Cerella’s property prediction and uncertainty estimates allowed FMC to pinpoint the active compounds within their large screening data sets, guiding the purchasing of compounds and the prioritisation of experiments.
The Challenge
Agrochemical companies are constantly on the lookout for new compounds, to combat rising resistance and changing regulations. This means extensive, expensive high throughput screening and follow-up testing. FMC wanted to find a way to increase their probability of finding active compounds, using AI.
The Solution
Cerella was used to develop models on two data sets initially, one for insecticides and one for herbicides. Both data sets were very sparse, with only a small proportion of the possible measurements taken, and covered many different species and endpoints.
Cerella ‘filled in the gaps’ in the sparse data matrices, and evaluated the correlations between different inputs (i.e. the measured endpoints) and outputs (predicted endpoints).
A Cerella model was also developed to predict the properties of a virtual library of 1.25 million untested compounds.
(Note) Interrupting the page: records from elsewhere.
PR #30489, opened 2018-02-14
Email notifications (core changes)

jvillafanez:
## Description
Core changes required to send email notifications. Changes focus on registration mechanism and notification serialization.

## Related Issue
New feature

## How Has This Been Tested?
Tested via app as well as unittests

## Types of changes

## Checklist:


lib/private/Notification/Events/RegisterNotifierEvent.php
```diff
@@ -0,0 +1,61 @@
...
+	/** @var Manager */
+	private $manager;
+
+	public function __construct (Manager $manager) {
+		$this->manager = $manager;
+	}
+
+	/**
+	 * Register the notification consumer in the notification manager
+	 * @param INotifier $notifier the notification consumer to be registered
```
PVince81: I wonder if we should call it "preparer" or something instead of consumer, because the consumer usually comes after the preparation

lib/private/Notification/Manager.php
```diff
@@ -82,6 +103,27 @@ public function registerNotifier(\Closure $service, \Closure $info) {
 		$this->notifiersInfo = [];
 	}
 
+	/**
+	 * INTERNAL USE ONLY!! This method isn't part of the IManager interface
+	 */
```
PVince81: `@internal` ?

same for the next methods

lib/private/Notification/Manager.php
```diff
@@ -237,4 +298,205 @@ public function getCount(INotification $notification) {
...
+	/**
+	 * @param INotification $notification the notification to be serialized
+	 * @param bool $forceIncomplete whether this method should serialize a INotification instance with
+	 * incomplete data or throw an exception if the notification isn't complete
+	 * @return string a json string with the all the data
+	 * @throws \OCP\Notification\Exceptions\IncompleteSerializationException if the notification
+	 * doesn't * have all the required fields for the notification AND the $forceIncomplete flag
+	 * isn't true. This exception musn't be thrown if the $forceIncomplete flag is true.
+	 */
+	public function serializeNotification(INotification $notification, $forceIncomplete = false) {
```
PVince81: who will use this ? I don't see it used anywhere in this PR and also not in https://github.com/owncloud/notifications_mail/pull/3/files (searched with ctrl+f)

PVince81: wouldn't it be better to be part of INotification instead ?

lib/private/Notification/Manager.php
```diff
@@ -237,4 +298,205 @@ public function getCount(INotification $notification) {
...
+		if (!empty($missingMandatoryFields) && !$forceIncomplete) {
+			$missingFields = implode(',', $missingMandatoryFields);
+			throw new IncompleteDeserializationException("some required fields to deserialize the notification are missing: $missingFields");
+		}
+
+		$notificationFields = [
+			'app' => 'setApp',
+			'user' => 'setUser',
+			'dateTime' => 'setDateTime',  // requires special handling
+			'objectType+objectId' => 'setObject',
```
PVince81: a lot of obscure magic here with the "+" sign, is this complex approach and magic really needed ?

lib/public/Notification/Events/AbstractRegisterConsumerEvent.php
```diff
@@ -0,0 +1,65 @@
...
+ * @since 10.0.8
+ */
+abstract class AbstractRegisterConsumerEvent extends Event {
+	/**
+	 * Implementations should use this name
+	 */
+	const NAME = 'notification.register.consumer';
+
+	/**
+	 * Empty implementation in order to prevent stopping the propagation of this event
```
PVince81: preventing people to stop propagation when they intend to by calling this method ? any reason to change default behavior ?

lib/public/Notification/Events/AbstractRegisterConsumerEvent.php
```diff
@@ -0,0 +1,65 @@
...
+	}
+
+	/**
+	 * Register the app in the notification manager. Implementations must take care of injecting
+	 * the specific notification manager implementation.
+	 * @param IApp $app the notification app to be registered
+	 *
+	 * @since 10.0.8
+	 */
+	abstract public function registerNotificationConsumer(IApp $app);
```
PVince81: As mentioned before, I don't like "App" here and I know it's a legacy thing. Maybe this is the opportunity to make a new interface `INotificationConsumer` and make it inherit `IApp` for backward compatibility ?

lib/public/Notification/IManager.php
```diff
@@ -63,4 +63,31 @@ public function createNotification();
...
 	 */
 	public function hasNotifiers();
+
+	/**
+	 * @param INotification $notification the notification to be serialized
+	 * @param bool $forceIncomplete whether this method should serialize a INotification instance with
+	 * incomplete data or throw an exception if the notification isn't complete
+	 * @return string the serialized notification
+	 * @throws \OCP\Notification\Exceptions\IncompleteSerializationException if the notification
+	 * doesn't * have all the required fields for the notification AND the $forceIncomplete flag
```
PVince81: stay `*` in the doc comment ?

PVince81 (commented):
See comments above.

If there is currently no consumer for the serialization/deserialization I'd prefer to move this to a separate PR for future use and not clutter the code with complex unused code.

lib/private/Notification/Events/RegisterNotifierEvent.php
jvillafanez: I thought I changed this.... Too much copy & paste. The consumer is the IApp, the one sending the notifications is the INotifier. I have to adjust the comment.

lib/private/Notification/Manager.php
jvillafanez: 👍

lib/private/Notification/Manager.php
jvillafanez: This isn't being used right now, but we might need to used it soon if we choose to store the notifications for the email.

I can say for sure what is the best in this case. On the one hand, having the object creation and handling outside of the object itself makes sense. On the other hand, having it inside the object could give us an easier implementation. If we choose the second option, we would need to create a new instance to import the data, which feels weird.

We also need to take into account that the Manager is the one creating the notifications, and it makes sense to be the one serializing and deserializing them. We can also have better control on the serialization process if we decide to include other kind of mechanisms apart from json or to use specialized objects for such matter (no plans for this soon)

lib/private/Notification/Manager.php
jvillafanez: Maybe I should try the simplest approach even though there will likely be a lot of duplication, and the way it will be extended will also add more duplication.

lib/public/Notification/Events/AbstractRegisterConsumerEvent.php
jvillafanez: I'd prefer to avoid adding interfaces just for the sake of renaming a bad named interface. I feel this will add more confusion in the long term. Just think about how the all the interfaces for user handling turned out.
We've decided to play along with what we already have. We'll see if the new methods trying to use the new terminology go for the best or for the worst.

lib/public/Notification/IManager.php
jvillafanez: fixing...

jvillafanez:
> If there is currently no consumer for the serialization/deserialization I'd prefer to move this to a separate PR for future use and not clutter the code with complex unused code.

It depends on the plans and the schedule for the "notifications" and "notifications_mail" apps. I completely agree the code is complex, but as long as the unittests cover all the posible scenarios it should be fine to be merged so the apps can use the functionality whenever the apps want.

lib/private/Notification/Manager.php
PVince81: at this point I'd then prefer to not have "dead code" which we might or might not want to use soon

if you need it in a subsequent PR for extending the current features, then put these methods there

PVince81: In a more broader scope, you are right that we need to think about how things will look like in the near future. However in this one particular case, there is no additional cost if we add this later.

The minimum thing we need to keep in mind is to not put in stuff that could block future expansion or increase the work load in case of future expansion.

lib/public/Notification/Events/AbstractRegisterConsumerEvent.php
PVince81: fair enough

jvillafanez:
I'll wait until this PR is merged so I can get the https://github.com/owncloud/core/pull/30489/commits/d077910ed8181e6c4bbb66680574685828b40985 commit and reverse-apply it in a new branch to recover the feature.

jvillafanez:
Anyone to kick jenkins?

phil-davis:
You might as well just rebase to kick Jenkins - all the other CI jobs are much quicker than Jenkins so it will not slow down the elapsed time to run all CI again.

jvillafanez:
I'll need some explanation about what happened with the rebase I did here...

Below is my local repo commit order as shown with "git log"
```
927850c (HEAD, origin/email_notifications, email_notifications) Remove serialize
ec56751 Clarify comments
be31738 Mockup event dispatcher, adjust tests and add "since" tags
6df6c16 Add event-based registration for notifiers and notification apps
d1530ca Adjust code and tests
981b989 Add tests for the serialization of the notifications
d46a0a8 Add support to serialize the notifications
0d49b6d (origin/master, origin/HEAD, master) Merge pull request #30324 from indi
```
The order isn't the same as displayed in the PR. I want to think this is a visualization problem... :confused:

jvillafanez:
Fresh cloned repo has the same id sequence as my local one, so I guess it's a bug in github (or I'm seeing something weird)

lib/public/Notification/Exceptions/NotifierIdInUseException.php
```diff
@@ -0,0 +1,31 @@
...
+ *
+ */
+
+namespace OCP\Notification\Exceptions;
+
+/**
+ * Class NotifierIdInUseException
+ *
+ * @package OCP\Notification\Exceptions
+ * @since 10.0.7
```
PVince81: 10.0.8

PVince81 (approved):
please adjust since versions then this looks ok from my pov :+1:

PVince81:
please backport to stable10

jvillafanez:
Backport to stable10 in https://github.com/owncloud/core/pull/30613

By harnessing multi-parameter optimisation, these were then scored for likelihood of success against a required activity profile, based on Cerella’s predictions and uncertainty estimates.
| Insecticides | Herbicides | Fungicides | |
| Number of compounds in data set | ~80,000 | ~200,000 | ~350,000 |
| Number of different measured endpoints | 30 | 77 | 200 |
| Number of species measured against | 6 | 15 | 14 |
| % of total possible values measured | ~12.5% | ~7.5% | ~4.5% |
Cerella made significantly better predictions than other machine learning approaches and could show the correlation between different endpoints, and hence the most important measurements to take to give useful predictions for more complex endpoints.
Based off this initial success, FMC also chose to apply Cerella to an even larger fungicide data set, again highlighting useful correlations and making predictions with confidence.
FMC were able to use Cerella’s predictions to inform the purchase and testing of their upcoming data sets, guiding their workflows to increase efficiency, and access better compounds, faster.